Collected data entries:
◆ ◆ ◆ ◆

PR #1119, opened 2020-06-11
Fix add authority relations GUI, refs #13342

djjuhasz:
The ability to add authority record relationships via the GUI was broken
in commit f1eba0b41dc2fde049324681bc2b92f7958ebd12 due to the changes to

◆ ◆ ◆ ◆

Give back the complete data exactly as supplied.

PR #1119, opened 2020-06-11
Fix add authority relations GUI, refs #13342

djjuhasz:
The ability to add authority record relationships via the GUI was broken
in commit f1eba0b41dc2fde049324681bc2b92f7958ebd12 due to the changes to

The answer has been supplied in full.